On another string, Jimbo asked for specific financial advice regarding retirement funding. This was on the string titled “Money Matters.” This is very recent, with his initial post dated September 30, 2008.
It is here for reference:
As the time for my retirement grows closer I am trying to fine tune my thoughts and ideas and would like to get a few view points from you. In these ever changing days of finacial uncertainty I wondered what you did with your money? In days gone past devaluation of the Rp was a major issue and...
balipod.com
In that string, Jimbo wrote the following in one of his post’s there:
“I am cash rich right now and I have just opened 4 extra bank accounts all paying at leaset 6% and with new legislation on the way for bank guarantee's of 50,000 GB pounds. I have one small pension, another to come and then the main government pension. So I would seem to be doing the right thing for now.”
In that same string, I offered Jimbo a good deal of sound advice formulated from my corporate experience in the past.
Earlier on this string, and just a month after writing the words quoted above, Jimbo writes:
“Negativity is a fact as my pension is down 25%, my cash assets vis a vis the dollar are down 25%, my house value down 25% and no sign in site of any upturn. It makes it hard to be optomistic.”

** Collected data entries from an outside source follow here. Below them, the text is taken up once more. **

PR #8922, opened 2019-03-06
HttpContentDecoder must continue read when it did not produce any mes…

normanmaurer:
…sage and auto read is false

Motivation:

When HttpContentDecoder (and so HttpContentDecompressor) does not produce any message we need to make sure it calls ctx.read() if auto read is false to not stale.

Modifications:

- Keep track if we need to call ctx.read() or not
- Add unit test

Result:

Fixes https://github.com/netty/netty/issues/8915.

### DIFF
--- a/codec-http/src/main/java/io/netty/handler/codec/http/HttpContentDecoder.java
+++ b/codec-http/src/main/java/io/netty/handler/codec/http/HttpContentDecoder.java
@@ -51,6 +51,7 @@ public abstract class HttpContentDecoder extends MessageToMessageDecoder<HttpObj
     protected ChannelHandlerContext ctx;
     private EmbeddedChannel decoder;
     private boolean continueResponse;
+    private boolean needRead;
 
     @Override
     protected void decode(ChannelHandlerContext ctx, HttpObject msg, List<Object> out) throws Exception {
@@ -145,7 +146,13 @@ public abstract class HttpContentDecoder extends MessageToMessageDecoder<HttpObj
             if (decoder == null) {
                 out.add(c.retain());
             } else {
-                decodeContent(c, out);
+                try {
+                    decodeContent(c, out);
+                } finally {
+                    if (!needRead) {
+                        needRead = out.isEmpty();
+                    }
+                }
             }
         }
     }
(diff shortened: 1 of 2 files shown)


codec-http/src/main/java/io/netty/handler/codec/http/HttpContentDecoder.java
```diff
@@ -145,7 +146,13 @@ protected void decode(ChannelHandlerContext ctx, HttpObject msg, List<Object> ou
             if (decoder == null) {
                 out.add(c.retain());
             } else {
-                decodeContent(c, out);
+                try {
+                    decodeContent(c, out);
+                } finally {
+                    if (!needRead) {
```
ejona86: I think this variable handling is inverted. `needRead` should start as `true`, and if `!out.isEmpty()` it should be set to `false`. Then in channelReadComplete() it should be set to `true` again.

If a read() causes three ByteBufs to be read (because using DefaultMaxBytesRecvByteBufAllocator), which calls decode() three times, the first two times may not put anything in `out` but the last decode does place something in `out`. It seems in that case we shouldn't call read.

But there's also the case where the _second_ bytebuf placed something in `out`. That seems like it shouldn't call read either.

normanmaurer:
@ejona86 its not mark of `MessageToMessageDecoder` because we messed in the past and allowed it to be `@Sharable`. In the next major release we should fix this but there is nothing we can do there for now :(

codec-http/src/main/java/io/netty/handler/codec/http/HttpContentDecoder.java
normanmaurer: @ejona86 sure why not.

andreisilviudragnea:
I can confirm too that #8915 is fixed by these changes. I have also understood now how the `Inflater` used behind the scenes by `JdkZlibDecoder` decompresses as much as it can from the input buffer, passing the output on. Initially, I thought `JdkZlibDecoder` also uses the accumulator buffer approach like the `ByteToMessageDecoder` Thank you for the quick fix! 😄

The pension that he mentions as now being down 25% was earlier described as “one small pension” with the majority of his retirement funding being parked in banks…which means, their value has not been affected, nor depleted, due to the current financial crisis.
Jimbo goes on to say in this string that he may well have to work for another year, thus delaying his retirement. Putting the personal benefits, like spending time with one’s family aside, any retirement planner would say, given accuracy in Jimbo’s initial statements about his current cash position, that delaying retirement for one more year would have very little, if any, effect over the long run of his retirement. As I urged Jimbo in that “Money Matters” string last month, I would repeat the same now…consult with a professional retirement planner.
I am also acutely aware, again as a result of my past corporate experience, that the act of retirement is frightening. While any young “wiper snapper” climbing the corporate ladder would jump at the opportunity to retire early, it is human nature for employees with long service of employment to have reservations and outright fear of the unknown, and this often cloaks the appeal of retirement in a shroud of uncertainty.
I apologize that Jimbo has personalized my comments here on this string. I had hoped that he would have considered my comments here along with my previous comments on the “Money Matters” string in total context, and find the time to consult with a currently active retirement planning professional. As he had recently solicited this advice earlier, and included some specific personal financial information within that solicitation, I felt I had every right to address Jimbo in the very frank and direct manner that I took here. Given Jimbo’s reaction to what I wrote here, he obviously doesn’t see it that way, and for that I apologize.
Judy, let me get back to you later, as I have to run out for a while now.